• _Activity_
Report each line of the listing that carries the word "really".

• _Input records_
* * * * *

PR #4773, opened 2024-09-05
FOEPD-1665: Add support for materializing views

brimoor:
Adds a `materialize()` view stage that materializes the current view into a temporary database collection.

Apply this stage to an expensive view (eg an unindexed filtering operation on a large dataset) if you plan to perform multiple downstream operations on the view.

# Example usage

```py
import fiftyone as fo
import fiftyone.zoo as foz

view = dataset.filter_labels("ground_truth", F("label") == "cat")
materialized_view = view.materialize()

# `materialized_view` contains the same contents as `view`
print(materialized_view.count("ground_truth.detections"))

# but it doesn't require aggregation to serve its contents!
fo.pprint(view._pipeline())
fo.pprint(materialized_view._pipeline())

# so downstream tasks like statistics are more efficient
print(view.count_values("ground_truth.detections.label"))
print(materialized_view.count_values("ground_truth.detections.label"))

# Materialized views are fully-compliant with the DatasetView interface, so
# you are free to chain additional view stages as usual
complex_view = materialized_view.shuffle().limit(10).to_patches("ground_truth")
print(complex_view.count_values("ground_truth.label"))
```

Like other generated views (`to_patches()`, `to_frames()`, and `to_clips()`), materialized views automatically sync changes back to their source dataset:

```py
sample = materialized_view.first()

sample["foo"] = "bar"
sample.save()

assert "foo" in dataset.get_field_schema()
assert dataset[sample.id].foo == "bar"

materialized_view.set_values("has_cats", ["True"] * len(materialized_view))

print(materialized_view.count_values("has_cats"))
print(dataset.count_values("has_cats"))

materialized_view.set_field("has_cats", "False (teehee)").save()

print(materialized_view.count_values("has_cats"))
print(dataset.count_values("has_cats"))

materialized_view.exclude_fields(["foo", "has_cats"]).keep_fields()

assert not dataset.has_field("foo")
assert not materialized_view.has_field("foo")

materialized_view.limit(0).keep()

assert len(materialized_view) == 0
assert len(dataset) == 0
```

They also respect the `include_indexes` parameter introduced in https://github.com/voxel51/fiftyone/pull/5955:

```py
dataset.compute_metadata()

dataset.create_index("metadata.size_bytes")
dataset.create_index("frames.detections.detections.label")

# No custom indexes are included by default
view = dataset.limit(5).materialize()
assert "metadata.size_bytes" not in view.list_indexes()
assert "frames.detections.detections.label" not in view.list_indexes()

view = dataset.limit(5).materialize(include_indexes=True)
assert "metadata.size_bytes" in view.list_indexes()
assert "frames.detections.detections.label" in view.list_indexes()

view = dataset.limit(5).materialize(include_indexes=["metadata.size_bytes"])
assert "metadata.size_bytes" in view.list_indexes()
assert "frames.detections.detections.label" not in view.list_indexes()
```


kaixi-wang:
> Apply this stage to an expensive view (eg an unindexed filtering operation on a large dataset) if you plan to perform multiple downstream operations on the view.

I’m a little confused about the use case. Why would creating a new collection + overhead of syncing be preferable to creating an index? Also if the permanent sample collection is indexed, materializing the view to an unindexed collection could lead to things being slower

docs/source/user_guide/using_views.rst
```diff
@@ -1006,6 +1006,161 @@ contains duplicate sample IDs:
...
+
+Materialized views are fully-compliant with the |DatasetView| interface, so you
+are free to chain additional view stages as usual:
+
+.. code-block:: python
+    :linenos:
+
+    complex_view = materialized_view.to_patches("ground_truth").limit(50)
+    print(complex_view.count_values("ground_truth.label"))
+    # {'person': 50}
```
swheaton, line 1073: I was seeing what I thought was unexpected behavior with `complex_view.keep()`. However the below is also unexpected to me so maybe I misunderstand things. So let's start here then explore `complex_view.keep()` and `materialized_view.keep()`, etc.

```python
dataset.count("ground_truth.detections")
# 1232

view = (
        dataset
        .filter_labels("ground_truth", F("label") == "person")
        .sort_by(F("ground_truth.detections.label").length(), reverse=True)
        .limit(10)
    )
patches=view.to_patches("ground_truth")
view.count_values("ground_truth.detections.label")                                                                                                                                                                             
# {'person': 140}
patches.count_values("ground_truth.label")
# {'person': 140}
patches.keep()
dataset.count("ground_truth.detections")
# 1232
```
Based on documentation
> Deletes all patches that are **not** in this view from the underlying dataset.

I would expect one of the following to be reasonable (documentation should be updated to make this clear at minimum):
1. Only patches in that view are kept. So the dataset has 200 samples still but only 140 detections, all "person".
2. Only patches in that view are kept, for only the samples represented in the view. The other 190 are left alone.

Based on above, neither of these seems to be the case? (Tested in develop also to rule out that this branch made some breaking change)

docs/source/user_guide/using_views.rst
```diff
@@ -1006,6 +1006,161 @@ contains duplicate sample IDs:
...
+    deleted, the collection(s) will be automatically regenerated from the
+    underlying dataset when the saved materialized view is loaded.
+
+Note that, since materialized views are served from a cache, their contents
+are not immediately affected if the source dataset is edited. To pull in
+changes, you can call
+:meth:`reload() <fiftyone.core.materialize.MaterializedView.reload>` to
+rehydrate an existing view, or you can use
+:meth:`materialize() <fiftyone.core.collections.SampleCollection.materialize>`
+to create a new materalized view:
```
swheaton, line 1102: We really need to fix nonpersistent dataset cleanup in Enterprise, this will only accelerate the litter :(

fiftyone/core/materialize.py
```diff
@@ -0,0 +1,621 @@
...
+                specified, only these fields are overwritten
+        """
+        if etau.is_str(fields):
+            fields = [fields]
+
+        super().save(fields=fields)
+
+        self._sync_source(fields=fields)
+
+    def keep(self):
```
swheaton, line 218: note to selves: add appropriate edit decorations in Enterprise

swheaton (commented):
Entirely possible I missed something due to sheer number of lines. But it looks right, works as documented, and automated tests are solid.

My only confusion is around behavior of edits to generated views. There may or may not be more to try/say for this PR depending on conclusion of that thread.

docs/source/user_guide/using_views.rst
```diff
@@ -1006,6 +1006,161 @@ contains duplicate sample IDs:
...
+    # {'person': 140}
+
+.. note::
+
+    Like :ref:`non-persistent datasets <dataset-persistence>`, the temporary
+    collections created by materializing views are automatically deleted when
+    all active FiftyOne sessions are closed.
+
+Materialized views are fully-compliant with the |DatasetView| interface, so you
+are free to chain additional view stages as usual:
```
swheaton, line 1066: Haha wow you keep calling materialize() on views and it still syncs, recursively I'm guessing.

```python
mat1 = ds.limit(150).materialize()
mat2 = mat1.limit(100).materialize()
mat3 = mat2.limit(10).materialize()
mat3.set_field("tags", ["from-mat3"]).save()
assert ds.limit(10).values('tags') == ["from-mat3"] * 10
```

docs/source/user_guide/using_views.rst
swheaton: Perhaps we should warn users about this, particularly given what we learned the other day about MongoDB performance and number of file descriptors (num_collections + num_indexes).

If they are going to use this feature, they might want to consider always creating a saved view so that all usages would reference the same backing dataset instead of creating a new one every time.

swheaton:
Returning here: The theory is interesting but I'm wondering what specific use cases we might be targeting as potential candidates and if we have performance data showing this additional complexity would indeed be worth it for the codebase and users to take on.

docs/source/user_guide/using_views.rst
```diff
@@ -1006,6 +1006,161 @@ contains duplicate sample IDs:
     The :ref:`FiftyOne App <fiftyone-app>` is not designed to display views
     with duplicate sample IDs.
 
+.. _materializing-views:
```
brimoor, line 1009: @swheaton you commented live on whether we should use the "materialize" name for this feature. The consensus was:
1. It is better to choose a tech-y name for this feature that alludes to how it is implemented rather than a name like "optimize" that is more business value-y but risks the user not thinking about *how it works*, which is an important piece of whether it is appropriate to use
2. Materialized view is a generic database term, so we'd still use it if we weren't built on MongoDB

Net-net, "materialize" it is ✅

docs/source/user_guide/using_views.rst
brimoor: **Should** you do it? no. **Can** you do it? yep!

docs/source/user_guide/using_views.rst
brimoor: Right this is a bit subtle: `to_patches().keep()` is a no-op. Deletion only occurs when you inject filters in between `to_patches()` and `keep()`. 

For example `view.to_patches().skip(10).keep()` will delete 10 patches from the dataset, but *will not* delete any patches that were never in `view` to begin with.

brimoor: I've updated the docstrings to more carefully explain this in https://github.com/voxel51/fiftyone/pull/4773/commits/4788438a8e6fb28502bc498e5e5fe20dc93b6689

docs/source/user_guide/using_views.rst
brimoor: > We really need to fix nonpersistent dataset cleanup in Enterprise, this will only accelerate the litter :(

Definitely agree that we need to get cleanup working. My argument live was that this is likely a small delta compared to the relatively larger problem that even just `fo.Dataset()` creates 2 collections and like 10 indexes that never go away.

> If they are going to use this feature, they might want to consider always creating a saved view so that all usages would reference the same backing dataset instead of creating a new one every time

yes I agree that, once https://github.com/voxel51/fiftyone/pull/6067 is merged, saved views should be heavily encouraged for repeat-use cases. That's something that CS can start preaching, and we can consider ways to highlight this in the docs in a follow-up PR in my opinion (it applies to all generated views, not just materialized ones)

fiftyone/core/materialize.py
brimoor: yep I have a commit already in place for that. I'll handle it ✅

brimoor:
> I’m a little confused about the use case. Why would creating a new collection + overhead of syncing be preferable to creating an index? Also if the permanent sample collection is indexed, materializing the view to an unindexed collection could lead to things being slower

@kaixi-wang for views that are index friendly, yes that pathway should be used instead! `materialize()` is still necessary in situations where you want to optimize downstream usage of complex views that require `COLLSCAN` to initially generate.

> thinking a little out of the box, but what if materialize view was not creating a new mongo collection but involved loading the specified subset into a performant in memory data frame on the client (eg polars https://pola.rs/). there would be work needed to support writing changes back, but a columnar storage will make filtering fast and local availability will enable subsequent work with the data to not be bottlenecked by constant network I/o or slow mongo collscans

@kaixi-wang yeah this makes sense. But I don't see any way to achieve that short of going all-in and building a generic `SampleCollection` interface that can be attached to any backing DB, not just MongoDB.

> Returning here: The theory is interesting but I'm wondering what specific use cases we might be targeting as potential candidates and if we have performance data showing this additional complexity would indeed be worth it for the codebase and users to take on.

@swheaton this was motivated by listening to user stories over many CS<>Product syncs where customers wanted us to optimize situations where they perform an expensive filter on a huge dataset and then want to work with the resulting smaller set in multiple ways without having to rerun the full query from scratch at every interaction.

Re benchmarking: at risk of sounding flippant, given the implementation, `materialize()` **must** yield arbitrarily large performance gains as the size of the dataset increases and the size of the matching view decreases. The key is that you must be willing to pay the one-time cost of materializing for the downstream payoff. But this makes sense; you can `materialize()` + save view offline (via a DO, say) and then you get fast interactive filters when you're using the view online in the App. I think this is a nice option to have in the FO toolbelt.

* * * * *

• _Task response_
swheaton, line 1102: We really need to fix nonpersistent dataset cleanup in Enterprise, this will only accelerate the litter :(
brimoor: > We really need to fix nonpersistent dataset cleanup in Enterprise, this will only accelerate the litter :(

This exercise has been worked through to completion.